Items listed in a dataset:

PR #867, opened 2022-10-11
Add basic LSP completion for record terms

### LINKED ISSUE #453: Complete record fields and list them as symbols
LSP clients supporting document symbols should receive record field symbols.

It should also be possible to get completions for record fields if the completion is invoked after typing a record.

```
let record = {
  foo = 0,
  bar = 1
} in record.
            ^
            resolves `foo` and `bar`
```

ebresafegaga:
Closes #453


lsp/nls/src/requests/completion.rs
```diff
@@ -21,42 +26,151 @@ pub fn handle_completion(
...
+                .take_while(|c| c.is_ascii_alphabetic() || *c == '.')
+                .skip_while(|c| *c == '.') // skip . (if any)
+                .collect::<String>()
+                .chars()
+                .rev()
+                .collect::<String>();
+
+            linearization
+                .linearization
+                .iter()
```
yannham, line 88: Does this mean we are iterating through the whole linearization each time we want to trigger completion? The linearization can be quite big for big files.

Also, what if the there is another identifier in scope? For example, if I do:

```
let x = {foo = 1} in
let x = {bar = 1} in
x.
```

I get `foo` and `bar` as suggestions, but `foo` will cause an error at runtime.

yannham (commented):
I may see a few issues with this approach:

1. We have to go through the whole linearization each time we trigger record completion. One of the point of the linearization system is to be able to make efficient requests based on the position in a file. We probably want to do something more like the goto definition mechanism (which is, in some sense, quite similar: we have an identifier in some scope, and we need to get the information about its definition), and use the scope for that. This probably means storing the record completion information directly in the `Declaration` and `RecordField` nodes instead of storing them in their own node.
2. I haven't try hard, but I fear that you can't add a new type of node freely like this without introducing bugs in the hover or goto definition/usage. The way the linearization works is that it uses a binary search to find an item at a given position. For this to work, you need to have at most one item with the exact same position. It can be worked around if there are several of them but we are careful to put the one that must be found in last, but still. In addition to 1., I think this is a second argument to not add a new type of linearization item, but rather add new fields in the existing one. For example I see that `usages` is both in `Declaration` and `RecordField`. Maybe it's time to have a separate datatype for the information the must be associated to a binding, and attach that to both a `Declaration` and `RecordField`. But this can be done in a separate/subsequent PR.

ebresafegaga:
> 
> 1. We have to go through the whole linearization each time we trigger record completion. One of the point of the linearization system is to be able to make efficient requests based on the position in a file. We probably want to do something more like the goto definition mechanism (which is, in some sense, quite similar: we have an identifier in scope, and we need to get the information about its definition), and use the scope for that. This probably means storing the record completion information directly in the `Declaration` and `RecordField` nodes instead of storing them in their own node.

The main reason it is like this is because at the cursor position, when completion happens, there is no term there; so if we the linearization tries to get the item there, it results in `None`. I think we can fix this by  finding a linearization item which has the same ID as the identifier before the completion `.` and get its scope. This was like a quick hack to get it working immediately.

ebresafegaga:
>
> 2. I haven't tried hard, but I fear that you can't add a new type of node freely like this without introducing bugs in the hover or goto definition/usage. The way the linearization works is that it uses a binary search to find an item at a given position. For this to work, you need to have at most one item with the exact same position. It can be worked around if there are several of them but we are careful to put the one that must be found in last, but still. In addition to 1., I think this is a second argument to not add a new type of linearization item, but rather add new fields in the existing one. For example I see that `usages` is both in `Declaration` and `RecordField`. Maybe it's time to have a separate datatype for the information the must be associated to a binding, and attach that to both a `Declaration` and `RecordField`. But this can be done in a separate/subsequent PR.

Yes, I introduced a bug with the hover when working on this, but I fixed it. Apart from that, I don't see any reason why this new `TermKind`  should be problematic. You're also right, it can be merged with into "data about bindings" in `TermKind::Declaration(..)` , which would be better.

lsp/nls/src/linearization/mod.rs
```diff
@@ -104,6 +104,41 @@ impl Linearizer for AnalysisHost {
...
+        fn get_record_bind_item(
+            ty: TypeWrapper,
+            scope: Scope,
+            ident: &Ident,
+            id: usize,
+            term: &RichTerm,
+        ) -> Option<LinearizationItem<Unresolved>> {
+            let mut t = term.as_ref();
+            match t {
+                Term::MetaValue(MetaValue {
```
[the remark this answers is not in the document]
ebresafegaga: I can't seem find it. Do you know where it is located?

lsp/nls/src/requests/completion.rs
ebresafegaga: This is kinda tricky. I have noticed that the parser is a bit tolerant some cases, and this is one of such cases. When we type this: `x.` , the parser returns a `ParseError` node. This node might not have the scope of the previous identifiers. Usually , we'd do this `linearization.get_in_scope(&item)` to get the scope, where `item` would be a linearization item that represents the parse error node, but it won't return anything in scope. So searching the whole linearization is a fix  that works for now. 

The second problem can be fixed by checking against unique ids instead of identifier labels, I'll fix it.

yannham: Hm, do you know why it doesn't return anything in scope? Is it because `ParseError` is treated specifically? My hunch with this PR's solution is that it adds a linear cost in the size of the AST for something that is automatically triggered. If record completion was something that needed an explicit action from the user, then that's fine if it starts slow, it's an additional feature. We can polish it on the way. But this is not the case here, as you get completion as soon as you type a `.`. We tried on very small examples but I wonder how that goes on something like the mantis example, or even bigger.

If the scope solution is complex, then we can go with the current solution for now, but I just want to make sure and to understand why the scope way is _actually_ hard.

ebresafegaga: I'm looking into it

ebresafegaga: We use IDs in scope for completion now, except when we want to check for `RecordFields { .. }`, because those `LinearizationItem`s have their own special scope (only visible to the themselves)

lsp/nls/src/requests/completion.rs
```diff
@@ -21,42 +29,194 @@ pub fn handle_completion(
...
+            .get_in_scope(&item)
+            .iter()
+            .filter_map(|i| match i.kind {
+                TermKind::Declaration(ref ident, _, _) => Some((vec![ident.clone()], i.ty.clone())),
+                _ => None,
+            })
+            .collect::<Vec<_>>(),
+    };
+
+    // TODO: remove duplicates
```
sir4ur0n, line 202: This TODO should probably be addressed in this PR, or an issue should be created and referenced here to track this remaining work

lsp/nls/src/requests/completion.rs
```diff
@@ -21,42 +29,194 @@ pub fn handle_completion(
...
     let item = item.unwrap().to_owned();
 
-    let in_scope: Vec<_> = linearization
-        .get_in_scope(&item)
+    Trace::enrich(&id, linearization);
+
+    let trigger = params.context.and_then(|context| context.trigger_character);
+    let in_scope = match trigger {
+        // Record Completion
+        Some(s) if s == "." => {
```
sir4ur0n, line 116: Silly question from a total Rust noob: can't we do this instead?
```suggestion
        Some(".") => {
```

lsp/nls/src/requests/completion.rs
```diff
@@ -21,42 +29,194 @@ pub fn handle_completion(
...
+            // Get the ID before the .
+            // if the current source is `let var = {a = 10} in var.`
+            // name = "var"
+            let name = text[..start - 1]
+                .chars()
+                .rev()
+                .skip_while(|c| *c == '.') // skip . (if any)
+                .take_while(|c| c.is_ascii_alphabetic())
```
sir4ur0n, line 124: This test to find an identifier (if my understanding is correct: this piece of code is looking for the identifier before the `.`) looks suspicious to me.

E.g. `_` is a valid character in some Rust identifiers yet it will not be accepted here. So `foo_bar.` would look for the identifier `bar`, right?

More generally, I would argue that this can be extracted in a pure function: take a string and extract the identifier.

And I also suggest writing some tests to easily check the behavior is as expected. Currently there is no automated way to ensure the behavior is correct right?

lsp/nls/src/requests/completion.rs
```diff
@@ -21,42 +29,194 @@ pub fn handle_completion(
...
+                .iter()
+                .find(|(ident, _)| ident.label() == name)
+                .map(|(_, id)| *id);
+            if name_id == None {
+                // NOTE: this might result in a case where completion is not working.
+                // This happens when an item cannot be found from the linearization.
+                server.reply(Response::new_ok(id, Value::Null));
+                return Ok(());
+            }
+            let name_id = name_id.unwrap();
```
sir4ur0n, line 140: Once again this might be a total noob question, please bear with me :pray: 

If I understand this code correctly, we unsafely extract from the `Some` after handling the `None` case and early-returning.

This might be dangerous in the face of refactoring: e.g. moving the `if` below would throw at runtime.

Can we use pattern matching instead? That way, there is a guarantee of safety "for free":
```rust
match name_id {
  None => {
    server.reply(Response::new_ok(id, Value::Null));
    return Ok(());
  }
  Some(name_id) => {...}
}
```

sir4ur0n (commented):
I am about 2-hours-old on the Nickel codebase so I dare not `Request changes` :smile: 

I did ask some questions - mostly related to Rust, but also a few about the feature - but feel free to discard any and all as "RTF-Rust-M", I will not take any offense :rofl:

lsp/nls/src/requests/completion.rs
```diff
@@ -21,42 +29,194 @@ pub fn handle_completion(
...
+
+            linearization
+                .get_in_scope(&item)
+                .iter()
+                .filter_map(|i| {
+                    let (ty, _) = linearization.resolve_item_type_meta(i);
```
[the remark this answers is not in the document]
yannham: I would say using `_` is common in pattern matching and destructuring in Rust (and other functional languages). As a datapoint, I personally do that in OCaml and Rust, because somehow if you don't use this variable, it should be irrelevant to understanding the code (if the thing you extract is correctly named), same as using ellipsis `..` in Rust when matching on a big struct:

```rust
if let Foo { bar: "bar", baz, ..} = value {
 ..
}
```

If we follow your convention, and `Foo` has 10 fields, we should know and write them all, which I don't personally find that useful. But, as with many things, it's also a matter of taste :) I think both approach are used and reasonable.

lsp/nls/src/requests/completion.rs
ebresafegaga: Yes we can do this, but we need to map `trigger` with a the transformation: `String -> &str `, because string literals have the type `&str`, but the LSP is giving us a `String`

lsp/nls/src/requests/completion.rs
ebresafegaga: You're right! Currently `foo_bar` would not get a completion. 

Yes, I think using a pure function would be better.

But for the tests, I don't think there is any part of the LSP that has tests right now; I think it would be better to make another issue for that.

ebresafegaga: We should be matching this for identifiers: 

```rust 
 #[regex("_?[a-zA-Z][_a-zA-Z0-9-']*")]
    Identifier(&'input str)
```

lsp/nls/src/requests/completion.rs
ebresafegaga: I think the reason it is like that is to avoid the nesting that comes with that pattern matching. But I think we can also have this safety guarantee by using the `?` short-circuiting operator:
```rust
 let item = linearization.item_at(&locator);
 let item = item.ok_or(ResponseError {
        code: ErrorCode::InternalError as i32,
        message: "Couldn't get the linearization item at the cursor position".to_owned(),
        data: None,
    })?;
```

But this way, it doesn't return an `Ok(..)` response

lsp/nls/src/requests/completion.rs
sir4ur0n: > But for the tests, I don't think there is any part of the LSP that has tests right now; I think it would be better to make another issue for that.

What reasons lead you to do it in another PR?

Does it perhaps require a lot of work to create a first test in `./lsp/nls`? Besides the usual:
* Add test lib in `Cargo.toml`
* Add `cargo test` in CI
 
If not, I'd say it's ok to add the first test as part of this PR, because adding feature X and adding tests about feature X belong in the same PR.

If it is a lot of work, I suggest we shortly press pause on this PR, open a new PR to add test infrastructure for the LSP, then rebase this branch and add tests

lsp/nls/src/requests/completion.rs
```diff
@@ -1,16 +1,99 @@
...
+/// Get the identifier before the `.`, for record completion.
+fn get_identifier(text: &str) -> Result<String, ResponseError> {
+    let name: String = text
+        .chars()
+        .rev()
+        .skip_while(|c| *c == '.') // skip . (if any)
+        .collect();
+
+    // unwrap is safe here because we know this is a correct regex.
+    let regex = regex::Regex::new(r"[_a-zA-Z0-9-']*[a-zA-Z]_?").unwrap();
```
sir4ur0n, line 87: I don't know for Rust, but in many languages, compiling a regex is not trivial, so it's usually advised to create it once as a constant. What's the status for Rust? Because this will be evaluated every time someone presses `Ctrl Space` on a dot

sir4ur0n, line 87: I think this regexp is wrong: there are many other characters allowed in identifiers in Rust, according to https://doc.rust-lang.org/reference/identifiers.html
Counter-examples:
* `京`
* `к`

E.g. I just tested with `fooкbar.` and it returns `bar` rather than `fooкbar`.

Tests, in particular PBTs, would be quite helpful in checking this function is well-behaved

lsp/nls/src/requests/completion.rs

§ **Prompt**: Going through the entries above, tally every line that contains the string "LinearizationItem", then state only the total.

§ **Result for this task**: 2